Protein structure prediction has an interesting analogy with Information Retrieval problems. Similar amino acid sequences with experimentally verified structures are found through Multiple Sequence Alignment (MSA) and concatenated to the input representation for systems such as AlphaFold. MSA is a similarity algorithm based on dynamic programming which has a quadratic running time. Vector space similarity search can be dramatically sped up by computing centroids in the index. A representative centroid index can approach the constant running time of a hash function. As more amino acid sequences are verified and added to this database, currently containing 158 K instances, this search will become more important.

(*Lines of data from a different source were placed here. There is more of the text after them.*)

PR #3017, opened 2023-04-13
Allow for returning state in the response body for sync TM Notifications instead of relying on status codes only

la4ezar:
**Description**
Currently, we are relying only on status codes in synchronous tenant mapping notifications. We want to allow returning state in the response body too.

- Allow returning state in the response body in sync TM notifications.
- Unit tests
- E2e test
- Adapt external-svc-mock handlers

**Pull Request status**

- [x] Implementation
- [x] Unit tests
- [x] Integration tests


components/external-services-mock/internal/notification/handler.go
```diff
@@ -116,56 +116,85 @@ func NewHandler(notificationConfiguration NotificationsConfiguration) *Handler {
...
+					Key2 struct {
+						Key string `json:"key"`
+					} `json:"key2"`
+				}{
+					Key: "value",
+					Key2: struct {
+						Key string `json:"key"`
+					}{Key: "value2"},
+				},
+			}
```
PetarTodorovv, line 194: Isn't there a better approach instead of this `if`-`else` approach?(Valid for the other handlers as well). For example - to use a separate handler instead of modifying the existing one with this `shouldHaveStateInBody` property. Similar to the async handlers we could extract the main logic into a function and define a "response function" that in the "with-state" handler will be configured to send `state` but in the "normal handler"(patch/delete) will send only status code?

Also, could we define a typed stucture(similar to the ones for the request body - `FormationAssignmentRequestBody` and `FormationRequestBody`) instead of using an anonymous one? Even before when we had only one response it was hard/ugly to read it. But now we duplicate the same thing with an additional property.

tests/director/tests/formation_api_test.go
```diff
@@ -1519,6 +1519,168 @@ func TestFormationNotificationsWithApplicationOnlyParticipants(t *testing.T) {
...
+		urlTemplate := "{\\\"path\\\":\\\"" + conf.ExternalServicesMockMtlsSecuredURL + "/formation-callback/with-state/{{.TargetApplication.ID}}{{if eq .Operation \\\"unassign\\\"}}/{{.SourceApplication.ID}}{{end}}\\\",\\\"method\\\":\\\"{{if eq .Operation \\\"assign\\\"}}PATCH{{else}}DELETE{{end}}\\\"}"
+		inputTemplate := "{\\\"ucl-formation-id\\\":\\\"{{.FormationID}}\\\",\\\"globalAccountId\\\":\\\"{{.CustomerTenantContext.AccountID}}\\\",\\\"crmId\\\":\\\"{{.CustomerTenantContext.CustomerID}}\\\",\\\"items\\\":[{\\\"region\\\":\\\"{{ if .SourceApplication.Labels.region }}{{.SourceApplication.Labels.region}}{{ else }}{{.SourceApplicationTemplate.Labels.region}}{{ end }}\\\",\\\"application-namespace\\\":\\\"{{.SourceApplicationTemplate.ApplicationNamespace}}\\\",\\\"tenant-id\\\":\\\"{{.SourceApplication.LocalTenantID}}\\\",\\\"ucl-system-tenant-id\\\":\\\"{{.SourceApplication.ID}}\\\"}]}"
+		outputTemplate := "{\\\"config\\\":\\\"{{.Body.Config}}\\\", \\\"state\\\":\\\"{{.Body.state}}\\\", \\\"location\\\":\\\"{{.Headers.Location}}\\\",\\\"error\\\": \\\"{{.Body.error}}\\\",\\\"success_status_code\\\": 200, \\\"incomplete_status_code\\\": 204}"
```
PetarTodorovv, line 1530: I think we don't need the `incomplete_status_code` here, do we?

PetarTodorovv (changes requested):

components/director/internal/domain/formationassignment/service.go
```diff
@@ -674,6 +682,29 @@ func (s *service) processFormationAssignmentsWithReverseNotification(ctx context
...
+	if newState != string(model.InitialAssignmentState) &&
+		newState != string(model.ReadyAssignmentState) &&
+		newState != string(model.ConfigPendingAssignmentState) &&
+		newState != string(model.CreateErrorAssignmentState) &&
+		newState != string(model.DeletingAssignmentState) &&
+		newState != string(model.DeleteErrorAssignmentState) {
+		return false
+	}
+
+	if previousState == string(model.DeletingAssignmentState) &&
```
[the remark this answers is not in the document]
la4ezar: Currently, this function `validateResponseState` is used only in the synchronous case, when there is a state in the body.

components/director/internal/domain/formationassignment/service.go
```diff
@@ -610,13 +610,21 @@ func (s *service) processFormationAssignmentsWithReverseNotification(ctx context
 		return nil
 	}
 
-	if *response.ActualStatusCode == *response.SuccessStatusCode {
-		assignment.State = string(model.ReadyAssignmentState)
-		assignment.Value = nil
-	}
+	if response.State != nil { // if there is a state in the response
```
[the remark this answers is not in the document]
la4ezar: The task was to adapt this function to handle when there is a state in the body, but maybe the unassign should be adjusted too. I'll double-check it and adjust it if needed.

tests/director/tests/formation_api_test.go
la4ezar: We don't need it but I left it there to make sure that even when there is an incomplete status code, the business logic gets the state from the body(the flow goes through the `if response.State != nil {...}` in `processFormationAssignmentsWithReverseNotification` function).

components/director/internal/domain/formationassignment/service.go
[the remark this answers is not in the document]
PetarTodorovv: hm, if it's related only to the "assign" why do we have the first `if` - with "deleting/delete error" states? The formation assignment could be in them only during unassign?

tests/director/tests/formation_api_test.go
PetarTodorovv: Yep, my question is regarding that because that way there is a risk if someone for some reason(not intentionally) changes the status code in the ext-svc-mock from 200 OK to 204 no content by mistake we cannot be sure config_pending state where is coming from - is it from the `response.state` logic or from the "old" logic. So, maybe it's safer to remove it from the output template? What's your thoughts?

components/external-services-mock/internal/notification/handler.go
```diff
@@ -64,6 +64,25 @@ type FormationRequestBody struct {
 	Error string         `json:"error,omitempty"`
 }
 
+// FormationResponseBody contains the synchronous formation assignment notification response body
+type FormationResponseBody struct {
```
PetarTodorovv, line 68: `FormationAssignmentResponseBody`

components/external-services-mock/internal/notification/handler.go
```diff
@@ -281,66 +232,28 @@ func (h *Handler) GetResponses(writer http.ResponseWriter, r *http.Request) {
...
-		if r.Method == http.MethodDelete {
-			applicationId, ok := mux.Vars(r)["applicationId"]
-			if !ok {
-				httphelpers.WriteError(writer, errors.New("missing applicationId in url"), http.StatusBadRequest)
-				return
+		responseFunc := func([]byte) {
+			response := struct {
+				Error string `json:"error"`
+			}{
+				Error: "failed to parse request",
```
PetarTodorovv, line 239: Couldn't we reuse the FAResponseBody with Error field in it and json tag `json:"error,omitempty"` and reuse it here?

components/external-services-mock/internal/notification/handler.go
```diff
@@ -281,66 +232,28 @@ func (h *Handler) GetResponses(writer http.ResponseWriter, r *http.Request) {
...
 	if r.Method == http.MethodPatch {
-		h.Patch(writer, r)
+		patchHandler := h.Patch
+		patchHandler(writer, r)
 	}
 
 	if r.Method == http.MethodDelete {
-		h.Delete(writer, r)
+		deleteHandler := h.Delete
+		deleteHandler(writer, r)
```
PetarTodorovv, line 256: Why this is needed? Couldn't we use just `h.Patch(writer, r)` and `h.Delete(writer, r)`

components/external-services-mock/internal/notification/handler_test.go
```diff
@@ -63,7 +63,66 @@ func TestHandler_Patch(t *testing.T) {
 			r := httptest.NewRecorder()
 
 			//WHEN
-			h.Patch(r, req)
+			patchHandler := h.Patch
+			patchHandler(r, req)
```
PetarTodorovv, line 67: why do we need this? couldn't we use `h.Patch(r, req)`?
P.S. Valid for the other places as well

tests/director/tests/formation_api_test.go
```diff
@@ -1519,6 +1519,168 @@ func TestFormationNotificationsWithApplicationOnlyParticipants(t *testing.T) {
...
+		require.NoError(t, err)
+		require.Equal(t, formationName, assignedFormation.Name)
+
+		expectedAssignments = map[string]map[string]fixtures.AssignmentState{
+			app1.ID: {
+				app1.ID: fixtures.AssignmentState{State: "READY", Config: nil},
+				app2.ID: fixtures.AssignmentState{State: "READY", Config: nil},
+			},
+			app2.ID: {
+				app1.ID: fixtures.AssignmentState{State: "READY", Config: str.Ptr("{\"key\":\"value\",\"key2\":{\"key\":\"value2\"}}")},
```
PetarTodorovv, line 1573: Why in this [commit](https://github.com/kyma-incubator/compass/pull/3017/commits/f9f1edddc80feaaa26a4090981d2a20d8057bf3c) in the `tests/director/tests/formation_api_test.go` file you changed the `config_pending` state to `ready`? Shouldn't that be `config_pending` and test the new functionality where the state is provided in the response body? In this test, we call `.../formation-callback/with-state/..` which should return `config_pending`? Am I missing something?

That's valid for the other assertions in this commit as well - lines 1578, 1627, and 1633

PetarTodorovv (changes requested):

tests/director/tests/formation_api_test.go
PetarTodorovv: Hmm, I think I found the reason for that - you changed the state in the ext-svc-mock in the Patch(and other handlers) from `config_pending` to `ready`? [source link](https://github.com/kyma-incubator/compass/pull/3017/commits/f9f1edddc80feaaa26a4090981d2a20d8057bf3c)
image

Is there a specific reason for that? I think it's better to use a different state than `ready` because we already return "success status code" 200 and the "default behavior" for that is to set the assignment in a ready state? that way we cannot be sure from where the `ready` state comes from, is it from the state field in the response or either from the "old logic" that had?

components/director/internal/domain/formationassignment/service.go
```diff
@@ -738,6 +762,12 @@ func (s *service) CleanupFormationAssignment(ctx context.Context, mappingPair *A
 		return false, nil
 	}
 
+	if response.State != nil && *response.State == string(model.DeleteErrorAssignmentState) {
```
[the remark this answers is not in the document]
la4ezar: This `if` handles the corner case when there is an error state in the body, but no error in the response. If we don't have this `if` and there is `DELETE_ERROR` in the `response.State`, but nothing in the `response.Error` then we will not set the assignment in an error state. But we want to set it in an error state because there is a state(which is an error) in the response body and we want to respect it. Also, the message is empty, because we don't have message to put there.

PS: this was discussed with another colleague too.

tests/director/tests/formation_api_test.go
la4ezar: No, there is no reason. I switched it to READY because there were problems with the unassign method and I forgot to return it to READY.

components/external-services-mock/internal/notification/handler.go
PetarTodorovv: seems the delete is not adapted?

PetarTodorovv (approved):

We also highlight the limitations of Deep Learning. Firstly, the current generation of Deep Learning systems must be designed with Human-AI interaction in mind. We do not expect these systems to operate entire autonomously. These models should have some degree of interpretability, some sense of expected out-of-distribution examples, and they should be able to learn without millions of labeled examples. Labeled or not, these models need data. The data that helps solve truly consequential problems such as Precision Diagnostics requires careful consideration of Data Privacy.


In conclusion, we have presented many applications of Deep Learning to fight COVID-19. SARS-CoV-2 and COVID-19 have brought about many new problems for humanity to solve. Our survey provides a description of how some of these problems can be solved with Deep Learning. We have described how different data types are inputted to Deep Neural Networks and how tasks are constructed as learning problems. These applications are explored across data domains in Natural Language Processing, Computer Vision, Life Sciences, and Epidemiology.

We have also covered some of the most pressing limitations of Deep Learning. This includes challenges of Interpretability, Performance Metrics, Learning from Limited Labeled Data, and Data Privacy. We have covered some potential solutions to these limitations as well. We are optimistic in the transformative potential of these applications and believe their core limitations can be overcome. We hope this introduction will help readers narrow their interest and pursue these applications.